I don't know that the Fed is "smashing the yield curve" by not acting to drain reserves (by leaving more T Bonds out there) and not pushing up interest rates.
At that point, lower rates ostensibly encourage people and businesses to go to Banks to get more credit created (by signed loan contracts and keystrokes adding Loans to accounts, not by multiplying reserves), so that doesn't create "net" dollars or "net" savings, but overall credit expansion does increase the overall number of dollars in play.
The biggest overall credit expansion is loans on housing, which is really land value, which means mortgage loans. Corporate loans and cars are also in there, as well as student loans. Credit cards are in there too. All such loans are hard linked to the obligation to a-mort-ize over time, i.e. pay them back. This is unlike federal spending which never has an obligation to be paid back, except when idiots are trying to balance the federal budget and strangle the economy. (It's like the US imposes economic-financial sanctions, but instead of imposing those on enemy countries, Congress imposes those sanctions on Americans when they insist on fiscal responsibility and balance the budget.)
On the other hand, interest payments on T bonds ARE direct fiscal flows going to Banks and capital firms and going to investors including retirement funds and others that hold Treasuries, so higher interest rates INCREASES that fiscal flow of those new dollars from govt to private sector.
@dilbertgeg If government spending goes overboard, then inflation will result. Inflation hurts the poor more than the wealthy.
@HumbleTrader001 "goes overboard" like on a boat?
Govt spending in World War 2 was the equivalent of $8 Trillion today? Was there hyperinflation in 1942-45?
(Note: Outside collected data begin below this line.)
PR #510, opened 2018-06-28
WP-742: As a Meetup developer, I want to have access to state.flags on server load

burrata:


packages/mwp-core/src/renderers/server-render.jsx
```diff
@@ -279,15 +279,18 @@ const makeRenderer = (
...
+				// state.flags is available to query calls
 				if (checkReady(store.getState())) {
 					addFlags(store).then(() => {
 						resolve(store);
 					});
 					return;
 				}
+
+				// dispatch SERVER_RENDER to kick off API middleware
+				store.dispatch({ type: SERVER_RENDER, payload: url });
```
burrata: Isn't is possible that `checkReady` would not be true and that `SERVER_RENDER` might still dispatch before `addFlags`? I think we may just have to move this beneath `resolve(store` in the `addFlags` resolution, unless there's an explicit reason we should not or don't have to.

packages/mwp-core/src/renderers/server-render.jsx
```diff
@@ -277,26 +277,29 @@ const makeRenderer = (
...
 		const checkReady = state =>
 			state.preRenderChecklist.every(isReady => isReady);
-		const populateStore = store =>
-			new Promise((resolve, reject) => {
-				// dispatch SERVER_RENDER to kick off API middleware
-				store.dispatch({ type: SERVER_RENDER, payload: url });
+		const populateStore = store => {
+			// keep this above the SERVER_RENDER so
+			// state.flags is available to query calls
+			if (checkReady(store.getState())) {
```
mmcgahan: `checkReady` is only used _after_ `SERVER_RENDER` is dispatched - the store can't be ready before any API calls are made.

packages/mwp-core/src/renderers/server-render.jsx
```diff
@@ -277,26 +277,29 @@ const makeRenderer = (
...
-						resolve(store);
-					});
-					return;
-				}
-				const unsubscribe = store.subscribe(() => {
-					if (checkReady(store.getState())) {
-						addFlags(store).then(() => {
-							resolve(store);
-							unsubscribe();
+					new Promise((resolve, reject) => {
```
mmcgahan: this will have to be `return`ed in order to prevent the outer Promise from resolving

packages/mwp-core/src/renderers/server-render.jsx
```diff
@@ -277,26 +277,25 @@ const makeRenderer = (
...
+			return addFlags(store).then(() => {
 				// dispatch SERVER_RENDER to kick off API middleware
 				store.dispatch({ type: SERVER_RENDER, payload: url });
 
-				if (checkReady(store.getState())) {
-					addFlags(store).then(() => {
-						resolve(store);
+				return new Promise((resolve, reject) => {
+					// dispatch SERVER_RENDER to kick off API middleware
+					store.dispatch({ type: SERVER_RENDER, payload: url });
```
mmcgahan: this will be a duplicate call to `store.dispatch` - you've already triggered the action on line 283

packages/mwp-core/src/renderers/server-render.jsx
```diff
@@ -277,26 +277,25 @@ const makeRenderer = (
...
+					const unsubscribe = store.subscribe(() => {
```
mmcgahan: before setting up the `store.subscribe()`, it's important to check whether the store is already ready (synchronously) so that you can `resolve` immediately, similar to what was happening before on line 285.

If it's not ready synchronously, then you set up the `store.subscribe()` listener to `resolve` async.

packages/mwp-core/src/renderers/server-render.jsx
burrata: My lesson today is that no change is ever "simple." :)

packages/mwp-core/src/renderers/server-render.jsx
```diff
@@ -277,26 +277,30 @@ const makeRenderer = (
 		};
 		const checkReady = state =>
 			state.preRenderChecklist.every(isReady => isReady);
-		const populateStore = store =>
-			new Promise((resolve, reject) => {
+		const populateStore = store => {
+			return addFlags(store).then(() => {
```
mmcgahan: nitpick, skip the curly brackets and `return`

burrata: made this change but then forgot to push 😢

Inflation cases we talk about today where the result of a supply shortage or some other broken situation, like losing a war in all productive capacity is captured or destroyed (Germany after World War II) (and they were also forced to export everything they could produce to pay reparations to the allies) or kicking out all the white farmers in Zimbabwe and food shortages got extreme.
There are supply shortages today. Covid response caused that. Mike Norman also mentioned the rise of "Just in Time manufacturing" policy which means warehousing and the pipeline of interim and final goods was empty when the economy began to be reopened. It's taking time for Supply to catch up with Demand.
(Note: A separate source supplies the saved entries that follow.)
PR #512, opened 2018-06-28
WP-742: Fall back on member cookie for id when api.self is not yet available

burrata:
Add fallback for member id from member cookie when api.self is not loaded yet before adding flags, otherwise we will make route queries with the wrong initial flags.

### DIFF
--- a/packages/mwp-core/src/renderers/server-render.jsx
+++ b/packages/mwp-core/src/renderers/server-render.jsx
@@ -265,7 +265,14 @@ const makeRenderer = (
 
 		// otherwise render using the API and React router
 		const addFlags = store => {
-			const memberObj = (store.getState().api.self || {}).value || {};
+			// use the api self object first if it exists,
+			// else, use the member id on the member cookie,
+			// else, this person's a guest and they'll get a
+			// default id of 0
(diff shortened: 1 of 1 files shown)


packages/mwp-core/src/renderers/server-render.jsx
```diff
@@ -265,7 +265,14 @@ const makeRenderer = (
 
 		// otherwise render using the API and React router
 		const addFlags = store => {
-			const memberObj = (store.getState().api.self || {}).value || {};
+			// use the api self object first if it exists,
+			// else, use the member id on the member cookie,
+			// else, this person's a guest and they'll get a
+			// default id of 0
+			const memberObj = (store.getState().api.self || {}).value || {
```
mmcgahan: ah, I remember this issue now and why we had to wait until the API calls had happened. Many feature flags are targeted at email addresses, so sending only the member ID won't work. We have a catch-22 here, where you need the full member object from the API in order to select the right flags, and you need to right flags in order to make the right API calls :/

burrata:
Closing this based on the issue above. Going to make a new PR that adds comments for reasoning for future devs.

The quantity theory of money argument is based on the assumption that productive capacity is 100% maximized and no increase is possible, in which situation, any increase in spending power of consumers and/or government can only drive up prices but, by an algebraic equation that is a mathematical tautology.
When was the last time the United States truly stretched to reach maximum Supply capacity? That was world War II maybe or definitely World War I when the US government instituted rationing tickets for scarce resources so consumers didn't buy up materials that the government needed for the war effort. They wanted people to wait for the end of the war before buying new cars and oil and durable goods made of metals.
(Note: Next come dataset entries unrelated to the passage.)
PR #521, opened 2018-07-27
WP-760 handle list which is under `value` field in response

andeliv:
Adjust getListState in `mwp-api-atate` to correctly handle list which is under `value` field in response:
https://meetup.atlassian.net/wiki/spaces/CP/pages/679346519/RFC+Pageable+Resources

### DIFF
--- a/packages/mwp-api-state/src/reducer.js
+++ b/packages/mwp-api-state/src/reducer.js
@@ -45,7 +45,13 @@ export const getListState: ResponseStateSetter = (
 	}
 	const { dynamicRef, merge } = query.list;
 	// this query should be treated as a list-building query
-	const newList = response.value instanceof Array ? response.value : [];
+	// list can be either a root query result (response.value) or be under `value` field of the result (response.value.value)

@HumbleTrader001 in another answer to your question, I remember years ago when most major factories in America (like automakers) were running three shifts, 24 hours a day, to keep up with demand. How many factories today have three shifts of workers or even two shifts?
The correction has never started. Watch before you make such headlines what is the definition of a correction. On top of the Hindenburg omen flashed. There will be certain a lot of volatility in the coming weeks. And keep in mind we didn't have a 5 % for 200 days. So the likelihood is there.
Thanks Mike!?
My prime source for fundamental analysis. Brilliant as always good sir.